Growing up as a young child, my parents stories reflected much the same as mine, but where I started seeing change in relation to young and growing children and the freedoms we had in comparison to the freedoms kids today don't have, started in the 1990's.

Fully fenced yards, always being supervised, being chauffeured to and from school, to events, etc, property owners less tolerant of having neighbourhood children commandeer their yards as their personal playgrounds, and so on.

I don't recall ever being shooed by a homeowner for playing in their yard back in the day... boy, have times ever changed. Our playground was everyone's yards, and for blocks around, nothing was out of bounds.

Life today has become way too overly structured, and way too restrictive for kids as compared to childhood back in the 60's and 70's.


----------



## Pecos (Jun 20, 2021)

We lived in Northern Idaho until I was nine. We were snowed in multiple times. Those were the days when the basement was full of home canned goods and the coal bin was filled to the brim.


----------



## MarkinPhx (Jun 20, 2021)

Aunt Marg said:


> Growing up as a young child, my parents stories reflected much the same as mine, but where I started seeing change in relation to young and growing children and the freedoms we had in comparison to the freedoms kids today don't have, started in the 1990's.
> 
> Fully fenced yards, always being supervised, being chauffeured to and from school, to events, etc, property owners less tolerant of having neighbourhood children commandeer their yards as their personal playgrounds, and so on.
> 
> ...


We had that one neighbor that I think everyone had, the one who everyone was afraid of. If we hit a ball onto his lawn we would gingerly retrieve it and if it went into his backyard, forget it ! That ball was lost forever. There were stories that he would chase children off his lawn with his belt swinging. Of course no one saw anything close to that but all the kids were afraid of him and his house. Part of the neighborhood mystique I guess.


----------



## Aunt Marg (Jun 20, 2021)

cdestroyer said:


> View attachment 170070
> does it snow in montana? I remember also, walking to school thru the bitter cold wind, some kids got frost bite no buses so only the locals,


A lovely snap of history right there!

The snow banks and pathway leading to the front door is exactly how I remember it when I was a kid!

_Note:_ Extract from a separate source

PR #792, opened 2021-01-27
Sanjo/new vault2

SanjoDeundiak:


implementations/rust/ockam/ockam_vault_core/src/open_close_vault.rs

Snow banks so high, one struggled to toss the snow from their shovel up high enough for it to stay there.


----------



## Aunt Marg (Jun 20, 2021)

SmoothSeas said:


> One thing I'm realizing is that it was more fun being 20 in the 70's, than it is being 70 in the 20's...


Even though I'm not in my 70's, I can totally see that!


----------



## Aunt Marg (Jun 20, 2021)

Pecos said:


> We lived in Northern Idaho until I was nine. We were snowed in multiple times. Those were the days when the basement was full of home canned goods and the coal bin was filled to the brim.


Oh yes, our house, too (no coal bin though). 

My dad built a large shelving unit for mom out of 2x4's, and mom would fill that shelving unit to the brim with everything from canned beans, to pears and peaches, cherries, syrups, relishes, jams and jellies, there was a little bit of everything, and what a pleasure it was to be able to go downstairs and fetch a homemade jar of something or another when it was bitter cold outside with a foot or two of freshly fallen snow.


----------



## Pappy (Jun 20, 2021)

When us kids weren’t shooting our BB guns, we like to walk uphill to our patch of woods and use a twig, usually spruce, cut a point on it and place a crabapple on the point. Then, like throwing a baseball, fling the apple as far as we could. Those apples would really get some distance. We tried to hit our barn which was quite far away.


----------



## Aunt Marg (Jun 20, 2021)

MarkinPhx said:


> We had that one neighbor that I think everyone had, the one who everyone was afraid of. If we hit a ball onto his lawn we would gingerly retrieve it and if it went into his backyard, forget it ! That ball was lost forever. There were stories that he would chase children off his lawn with his belt swinging. Of course no one saw anything close to that but all the kids were afraid of him and his house. Part of the neighborhood mystique I guess.


Now had such a neighbour been in our hood when I was growing up, he/she would have been the recipient of doorbell ring, with a special package waiting for them... a package the boys would set aflame to, a brown paper bag special filled with dog poop, and of course there was the lead-up to Halloween night. We referred to it as "_gate night_" when I was growing up, and if you were a no-good, you were mopping eggs off your deck and windows the morning after.


----------



## timoc (Jun 20, 2021)

Not forgetting the sleds we made from oven roasting tins, tin baths and us poor folk used odd bits of lino. Not much fun when we were hurtling down a slope at 90mph and a tree appeared from nowhere, I think that's how I flattened my nose.


----------



## Verisure (Jun 20, 2021)

Aunt Marg said:


> Reading your post, Verisure, my heart aches for you. I do think many of us... most of us in fact, were raised with the ideas you were, and through growing and maturing we established our own vision of what life held for us.
> 
> I also grew up with certain beliefs my parents instilled upon me, most good, but through life's lessons learned, I quickly realized life was different and would be different for me than what it was for my parents, but thinking back to those lost days that are so far behind me now, I still find comfort, happiness, and contentment in the past when I reflect upon it, more so than my life today.
> 
> I know we're all programmed differently, none of being the same, but I believe that's the key, to find happiness, contentment, comfort and peace at some point in time in ones life, and for some of us, that's now, and for those like me, it's in the past.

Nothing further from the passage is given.